Im größten Ortsteil der alten Hansestadt, in Pretzier, trat am Montagabend ein ziemlich verstimmter Rat zusammen. „Viele Sachen mit der Stadt laufen nicht“, brachte es Ortsbürgermeister Herbert Schulze auf den Punkt. Ein Satz, der nicht nur während der Ortschaftsratssitzungen in Pretzier des Öfteren fällt.

Pretzier - Und so kam der Unmut schon bei der Durchsicht der Protokolle auf. Wie hatte Bürgermeisterin Sabine Blümel den Ortschaftsräten ins Hausaufgabenheft geschrieben: „Was nicht im Protokoll steht, kann auch nicht erledigt werden.“ So weit, so gut. Doch wenn die gleichen Dinger immer wieder in den Protokollen auftauchen und nichts passiert, dann stößt das bei den Abgeordneten sauer auf.

Bestes Beispiel: In Pretzier gibt es Probleme mit den Straßenlampen. Und zwar zwischen dem Bäcker und einem Vier-Wohneinheiten-Block, der der Agrarerzeugergemeinschaft (AEG) Pretzier gehört. Dort sind gleich drei Lampen kaputt. Das hatten die Pretzierer schon Anfang Dezember gemeldet und zur Antwort bekommen, dass dies bis Weihnachten geregelt sein soll, resümierte Herbert Schulze. Bis Montag war immer noch nichts geschehen. Allerdings würden die Anwohner bei AEG-Chef und Ratsherrn Frank Pieper fast täglich über die dunkele Gefahrenstelle klagen, besonders wegen der Kinder. Er selbst habe dort schon Beinahe-Unfälle beobachtet, berichtete der Ratsherr. Der Bürgermeister sieht dort das Wohl und das Leben seiner Einwohner gefährdet und blickt zornig in Richtung Stadt.
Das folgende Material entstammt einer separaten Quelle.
PR #3846, opened 2019-02-16
Align `ChartLimit.LabelPosition` naming with `UIRectCorner`

jjatie:


Source/Charts/Charts/PieRadarChartViewBase.swift
```diff
@@ -668,64 +668,40 @@ open class PieRadarChartViewBase: ChartViewBase
...
-        _velocitySamples.append(AngularVelocitySample(time: currentTime, angle: angleForPoint(x: touchLocation.x, y: touchLocation.y)))
-        
+        let currentSample: AngularVelocitySample = {
+            let time = CACurrentMediaTime()
+            let angle = angleForPoint(x: touchLocation.x, y: touchLocation.y)
+            return AngularVelocitySample(time: time, angle: angle)
+        }()
         // Remove samples older than our sample time - 1 seconds
-        var i = 0, count = _velocitySamples.count
-        while (i < count - 2)
```
liuxuan30: it's a bit obscure to say this change is equivalent. can you explain a little?
The main difference here is `while (i < count - 2)` so it seems the last one is not changed. but with the new change it will remove the last one if `$0.time < currentSample.time - 1`

Source/Charts/Renderers/XAxisRenderer.swift
```diff
@@ -13,7 +13,7 @@ import Foundation
 import CoreGraphics
 
 #if !os(OSX)
-    import UIKit
```
liuxuan30: do we have a new swift standard here not to indent? within #if macro

Source/Charts/Charts/PieRadarChartViewBase.swift
jjatie: Oops! This is not supposed to be here, I will remove tonight. This is from #3830. Can you take a look at it? It's a good change.

Source/Charts/Renderers/XAxisRenderer.swift
jjatie: It's what Xcode auto-formatted. I can change back

Source/Charts/Charts/PieRadarChartViewBase.swift
```diff
@@ -686,21 +686,21 @@ open class PieRadarChartViewBase: ChartViewBase
             {
                 break
             }
-
```
liuxuan30: seeing multiple diffs here. what's the standard for us? empty line have space or not?

Source/Charts/Renderers/XAxisRenderer.swift
```diff
@@ -173,15 +173,15 @@ open class XAxisRenderer: AxisRendererBase
             else { return }
         
         #if os(OSX)
-            let paraStyle = NSParagraphStyle.default.mutableCopy() as! NSMutableParagraphStyle
+        let paraStyle = NSParagraphStyle.default.mutableCopy() as! NSMutableParagraphStyle
```
liuxuan30: seems like `import UIKit` within `#if` has indent but here it does not. We need to unify

Source/Charts/Charts/PieRadarChartViewBase.swift
jjatie: I'm sorry, I don't see what you're referring to. Do you mean removing the white space on blank lines?

Source/Charts/Renderers/XAxisRenderer.swift
jjatie: I will actually remove this one since it's the same API on macOS and iOS. In fact, `OSX` isn't even valid anymore.

Source/Charts/Charts/PieRadarChartViewBase.swift
liuxuan30: I mean sometimes the empty line has space while sometime it doesn't. which is the correct way for empty line?

jjatie: An empty line should have no white space

liuxuan30:
conflicts

Source/Charts/Charts/PieRadarChartViewBase.swift
liuxuan30: alright. then let's us this.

Rat: Jetzt schon ausschreiben

Das nächste Problem: die Krähen auf dem Parkplatz an der B 190. Schulze wie die Anwohner klagen über die „enorme Lärm- und Dreckbelästigung“. Niemand traue sich wegen des herabfallenden Kotes und der trockenen Äste, die zu Boden fallen, dort noch sein Auto abzustellen. Ein Problem, dass schon Jahre existiert.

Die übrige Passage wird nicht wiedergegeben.